# Task goal
A verbatim copy of every record is needed.

**** Exercise data ****

PR #87295, opened 2024-01-17
Fix one-click deploy label

adamscott:
Making consistent the label [with the documentation](https://docs.godotengine.org/en/latest/tutorials/export/one-click_deploy.html) (for once!)

### Before

image

### After

image

### DIFF
--- a/editor/editor_run_native.cpp
+++ b/editor/editor_run_native.cpp
@@ -67,10 +67,10 @@ void EditorRunNative::_notification(int p_what) {
 				}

****

# Your response
PR #87295, opened 2024-01-17
Fix one-click deploy label

adamscott:
Making consistent the label [with the documentation](https://docs.godotengine.org/en/latest/tutorials/export/one-click_deploy.html) (for once!)

### Before

image

### After

image

### DIFF
--- a/editor/editor_run_native.cpp
+++ b/editor/editor_run_native.cpp
@@ -67,10 +67,10 @@ void EditorRunNative::_notification(int p_what) {
 				}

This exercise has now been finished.